- _Problem description_: Using the listing beneath this task, count the lines with the word "compose" and write only the result.

- _Data for the task_:
========
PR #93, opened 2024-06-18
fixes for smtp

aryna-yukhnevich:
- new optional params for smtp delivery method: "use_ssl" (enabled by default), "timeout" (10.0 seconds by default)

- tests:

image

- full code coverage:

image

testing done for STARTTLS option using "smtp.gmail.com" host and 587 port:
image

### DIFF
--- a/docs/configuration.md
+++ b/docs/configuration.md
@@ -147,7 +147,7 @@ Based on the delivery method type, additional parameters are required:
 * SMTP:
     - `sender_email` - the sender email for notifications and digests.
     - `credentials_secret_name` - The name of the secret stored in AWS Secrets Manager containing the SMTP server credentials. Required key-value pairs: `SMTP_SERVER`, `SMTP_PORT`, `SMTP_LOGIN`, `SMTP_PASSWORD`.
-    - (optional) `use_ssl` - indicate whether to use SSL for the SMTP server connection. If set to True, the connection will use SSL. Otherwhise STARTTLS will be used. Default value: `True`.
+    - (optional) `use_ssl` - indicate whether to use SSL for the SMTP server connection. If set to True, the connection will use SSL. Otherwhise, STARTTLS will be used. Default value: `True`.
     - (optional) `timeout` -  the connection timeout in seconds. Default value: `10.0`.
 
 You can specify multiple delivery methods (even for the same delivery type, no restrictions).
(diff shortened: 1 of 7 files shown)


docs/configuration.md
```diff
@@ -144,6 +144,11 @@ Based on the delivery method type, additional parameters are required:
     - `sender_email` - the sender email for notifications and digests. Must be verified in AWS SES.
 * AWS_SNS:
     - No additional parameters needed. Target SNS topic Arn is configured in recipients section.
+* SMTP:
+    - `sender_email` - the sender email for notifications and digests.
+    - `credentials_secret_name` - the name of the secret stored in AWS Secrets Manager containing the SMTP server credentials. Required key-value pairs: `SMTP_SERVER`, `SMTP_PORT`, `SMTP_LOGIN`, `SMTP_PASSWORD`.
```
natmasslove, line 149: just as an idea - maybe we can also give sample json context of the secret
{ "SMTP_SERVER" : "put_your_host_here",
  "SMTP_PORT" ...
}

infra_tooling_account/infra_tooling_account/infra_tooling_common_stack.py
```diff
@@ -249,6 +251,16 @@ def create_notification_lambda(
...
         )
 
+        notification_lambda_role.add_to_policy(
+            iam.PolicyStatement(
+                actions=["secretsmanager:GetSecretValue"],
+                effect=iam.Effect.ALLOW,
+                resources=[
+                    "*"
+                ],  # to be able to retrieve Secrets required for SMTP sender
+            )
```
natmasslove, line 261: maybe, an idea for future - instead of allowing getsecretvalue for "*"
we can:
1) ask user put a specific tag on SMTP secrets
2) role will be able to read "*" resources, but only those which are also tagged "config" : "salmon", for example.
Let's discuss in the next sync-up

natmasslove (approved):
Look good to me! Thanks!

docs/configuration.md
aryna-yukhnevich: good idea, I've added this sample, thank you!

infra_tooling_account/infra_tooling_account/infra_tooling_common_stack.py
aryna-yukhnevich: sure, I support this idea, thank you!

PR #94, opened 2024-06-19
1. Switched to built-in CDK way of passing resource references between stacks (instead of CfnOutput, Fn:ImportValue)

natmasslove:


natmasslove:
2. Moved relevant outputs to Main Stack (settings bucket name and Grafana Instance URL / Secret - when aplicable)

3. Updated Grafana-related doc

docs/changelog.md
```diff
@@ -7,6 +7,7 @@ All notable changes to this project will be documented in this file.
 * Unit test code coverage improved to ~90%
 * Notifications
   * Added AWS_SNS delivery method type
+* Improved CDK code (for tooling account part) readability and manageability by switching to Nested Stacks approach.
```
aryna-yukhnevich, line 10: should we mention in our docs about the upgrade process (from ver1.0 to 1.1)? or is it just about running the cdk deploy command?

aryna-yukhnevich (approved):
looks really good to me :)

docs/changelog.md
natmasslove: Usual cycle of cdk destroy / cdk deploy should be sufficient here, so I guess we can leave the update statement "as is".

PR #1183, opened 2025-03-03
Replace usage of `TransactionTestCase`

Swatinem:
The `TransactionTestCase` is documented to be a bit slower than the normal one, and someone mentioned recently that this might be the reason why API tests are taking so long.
========
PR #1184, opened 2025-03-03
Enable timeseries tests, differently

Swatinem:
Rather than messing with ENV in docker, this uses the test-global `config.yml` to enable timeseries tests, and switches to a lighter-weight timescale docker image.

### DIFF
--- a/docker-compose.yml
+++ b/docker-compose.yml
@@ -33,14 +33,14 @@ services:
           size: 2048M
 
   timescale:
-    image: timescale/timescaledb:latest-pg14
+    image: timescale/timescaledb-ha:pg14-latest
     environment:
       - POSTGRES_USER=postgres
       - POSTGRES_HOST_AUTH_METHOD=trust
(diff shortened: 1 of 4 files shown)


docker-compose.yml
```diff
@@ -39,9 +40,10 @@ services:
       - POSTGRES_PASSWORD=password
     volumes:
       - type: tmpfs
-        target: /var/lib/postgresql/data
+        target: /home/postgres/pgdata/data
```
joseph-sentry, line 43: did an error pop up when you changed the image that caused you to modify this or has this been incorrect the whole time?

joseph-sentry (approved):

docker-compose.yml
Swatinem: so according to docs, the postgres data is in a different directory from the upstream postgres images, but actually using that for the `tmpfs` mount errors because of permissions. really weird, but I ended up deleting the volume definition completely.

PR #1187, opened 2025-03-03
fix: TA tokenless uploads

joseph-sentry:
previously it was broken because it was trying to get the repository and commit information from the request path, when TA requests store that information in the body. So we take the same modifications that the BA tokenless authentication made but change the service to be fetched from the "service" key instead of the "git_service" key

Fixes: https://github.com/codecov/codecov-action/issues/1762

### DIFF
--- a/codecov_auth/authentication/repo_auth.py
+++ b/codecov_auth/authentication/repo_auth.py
========
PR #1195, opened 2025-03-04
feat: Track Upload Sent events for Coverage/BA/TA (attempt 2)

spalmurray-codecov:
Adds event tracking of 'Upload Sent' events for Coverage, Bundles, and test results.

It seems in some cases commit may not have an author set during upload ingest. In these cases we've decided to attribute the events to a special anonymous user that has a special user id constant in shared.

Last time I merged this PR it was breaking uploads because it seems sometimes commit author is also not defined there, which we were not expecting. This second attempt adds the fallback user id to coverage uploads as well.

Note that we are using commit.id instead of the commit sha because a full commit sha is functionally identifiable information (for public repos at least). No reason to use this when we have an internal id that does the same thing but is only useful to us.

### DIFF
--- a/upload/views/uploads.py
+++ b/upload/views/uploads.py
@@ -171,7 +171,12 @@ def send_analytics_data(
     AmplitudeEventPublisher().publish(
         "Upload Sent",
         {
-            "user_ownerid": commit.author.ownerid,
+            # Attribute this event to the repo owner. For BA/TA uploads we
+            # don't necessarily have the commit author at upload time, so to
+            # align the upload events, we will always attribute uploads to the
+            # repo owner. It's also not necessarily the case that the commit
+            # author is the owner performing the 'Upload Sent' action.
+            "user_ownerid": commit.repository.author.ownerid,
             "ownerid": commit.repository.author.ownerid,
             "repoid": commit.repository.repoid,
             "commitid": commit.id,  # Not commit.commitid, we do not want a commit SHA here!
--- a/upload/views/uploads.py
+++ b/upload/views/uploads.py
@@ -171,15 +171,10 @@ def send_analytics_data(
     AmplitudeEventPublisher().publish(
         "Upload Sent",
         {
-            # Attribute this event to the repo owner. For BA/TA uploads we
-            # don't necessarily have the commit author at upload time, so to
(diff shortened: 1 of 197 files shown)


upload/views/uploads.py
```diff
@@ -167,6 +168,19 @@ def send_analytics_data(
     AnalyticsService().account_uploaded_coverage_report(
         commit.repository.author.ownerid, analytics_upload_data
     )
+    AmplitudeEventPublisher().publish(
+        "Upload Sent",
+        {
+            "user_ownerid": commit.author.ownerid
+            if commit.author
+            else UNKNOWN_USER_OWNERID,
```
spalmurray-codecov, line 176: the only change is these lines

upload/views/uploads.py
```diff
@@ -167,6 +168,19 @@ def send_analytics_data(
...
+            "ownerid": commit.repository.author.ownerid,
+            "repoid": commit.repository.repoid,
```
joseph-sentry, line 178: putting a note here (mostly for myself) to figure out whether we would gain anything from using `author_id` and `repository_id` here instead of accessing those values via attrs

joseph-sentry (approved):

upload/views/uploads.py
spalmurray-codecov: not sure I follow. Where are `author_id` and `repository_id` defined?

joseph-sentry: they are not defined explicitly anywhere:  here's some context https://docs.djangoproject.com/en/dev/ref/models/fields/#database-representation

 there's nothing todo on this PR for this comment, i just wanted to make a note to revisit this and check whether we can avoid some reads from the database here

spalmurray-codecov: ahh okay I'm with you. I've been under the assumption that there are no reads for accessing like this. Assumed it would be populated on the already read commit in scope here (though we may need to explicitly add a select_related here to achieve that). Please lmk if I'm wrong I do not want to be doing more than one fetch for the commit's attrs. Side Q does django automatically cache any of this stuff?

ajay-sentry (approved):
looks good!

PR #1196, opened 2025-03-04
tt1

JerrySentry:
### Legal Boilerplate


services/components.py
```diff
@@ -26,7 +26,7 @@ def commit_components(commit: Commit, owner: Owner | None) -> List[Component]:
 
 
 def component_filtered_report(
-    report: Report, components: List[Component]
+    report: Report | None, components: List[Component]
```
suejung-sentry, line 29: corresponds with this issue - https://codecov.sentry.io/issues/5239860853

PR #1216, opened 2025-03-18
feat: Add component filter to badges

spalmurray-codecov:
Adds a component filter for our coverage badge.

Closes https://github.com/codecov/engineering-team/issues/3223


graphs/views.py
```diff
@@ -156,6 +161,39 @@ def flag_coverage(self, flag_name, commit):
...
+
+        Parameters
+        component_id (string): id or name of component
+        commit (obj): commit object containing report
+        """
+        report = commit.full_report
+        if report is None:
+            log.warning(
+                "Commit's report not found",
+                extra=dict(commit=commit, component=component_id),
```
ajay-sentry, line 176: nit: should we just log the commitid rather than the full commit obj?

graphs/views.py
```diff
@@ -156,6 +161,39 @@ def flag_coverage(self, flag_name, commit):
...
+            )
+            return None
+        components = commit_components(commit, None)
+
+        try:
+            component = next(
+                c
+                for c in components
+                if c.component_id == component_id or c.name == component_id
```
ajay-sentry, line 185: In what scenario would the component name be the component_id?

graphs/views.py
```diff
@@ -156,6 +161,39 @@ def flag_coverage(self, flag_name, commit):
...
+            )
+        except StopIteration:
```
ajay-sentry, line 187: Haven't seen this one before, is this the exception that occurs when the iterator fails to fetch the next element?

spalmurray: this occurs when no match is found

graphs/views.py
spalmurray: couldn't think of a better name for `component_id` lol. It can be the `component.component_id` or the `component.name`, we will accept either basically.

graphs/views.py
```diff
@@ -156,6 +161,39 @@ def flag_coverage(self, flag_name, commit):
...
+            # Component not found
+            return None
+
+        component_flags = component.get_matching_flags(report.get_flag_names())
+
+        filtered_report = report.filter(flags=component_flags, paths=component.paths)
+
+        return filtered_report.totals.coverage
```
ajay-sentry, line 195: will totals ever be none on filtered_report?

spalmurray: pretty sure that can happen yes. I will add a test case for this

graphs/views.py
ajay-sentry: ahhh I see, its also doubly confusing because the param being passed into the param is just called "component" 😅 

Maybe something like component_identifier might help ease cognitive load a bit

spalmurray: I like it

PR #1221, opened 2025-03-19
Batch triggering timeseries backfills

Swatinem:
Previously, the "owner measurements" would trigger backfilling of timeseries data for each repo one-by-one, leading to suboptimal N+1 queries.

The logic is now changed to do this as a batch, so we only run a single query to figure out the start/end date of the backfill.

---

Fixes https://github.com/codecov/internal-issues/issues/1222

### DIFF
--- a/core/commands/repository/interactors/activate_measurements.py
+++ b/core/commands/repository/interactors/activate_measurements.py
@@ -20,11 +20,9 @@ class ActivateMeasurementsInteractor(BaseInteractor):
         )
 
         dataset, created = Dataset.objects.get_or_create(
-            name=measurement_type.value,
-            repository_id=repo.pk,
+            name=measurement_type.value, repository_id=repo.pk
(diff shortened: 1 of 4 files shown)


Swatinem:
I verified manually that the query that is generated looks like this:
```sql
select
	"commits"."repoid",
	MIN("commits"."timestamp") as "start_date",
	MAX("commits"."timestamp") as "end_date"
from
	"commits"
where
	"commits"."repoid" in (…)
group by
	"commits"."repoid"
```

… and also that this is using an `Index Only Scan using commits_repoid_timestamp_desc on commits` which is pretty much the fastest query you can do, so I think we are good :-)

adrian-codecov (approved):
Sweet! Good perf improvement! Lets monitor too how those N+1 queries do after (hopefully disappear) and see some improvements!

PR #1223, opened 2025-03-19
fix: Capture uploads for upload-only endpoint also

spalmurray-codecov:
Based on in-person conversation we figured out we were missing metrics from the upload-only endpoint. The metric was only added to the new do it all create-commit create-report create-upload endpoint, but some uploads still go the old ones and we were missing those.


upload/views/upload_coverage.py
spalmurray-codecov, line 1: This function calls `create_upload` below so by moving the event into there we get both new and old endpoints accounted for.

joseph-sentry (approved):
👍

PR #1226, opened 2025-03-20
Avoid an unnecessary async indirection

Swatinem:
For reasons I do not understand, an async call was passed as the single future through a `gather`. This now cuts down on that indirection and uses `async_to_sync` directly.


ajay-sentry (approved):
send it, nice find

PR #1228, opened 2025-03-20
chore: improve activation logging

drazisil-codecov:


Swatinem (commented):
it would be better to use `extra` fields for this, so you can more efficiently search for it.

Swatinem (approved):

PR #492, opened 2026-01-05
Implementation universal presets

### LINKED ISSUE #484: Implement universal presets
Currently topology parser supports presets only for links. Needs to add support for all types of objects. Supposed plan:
========
- _Result for this task_: 4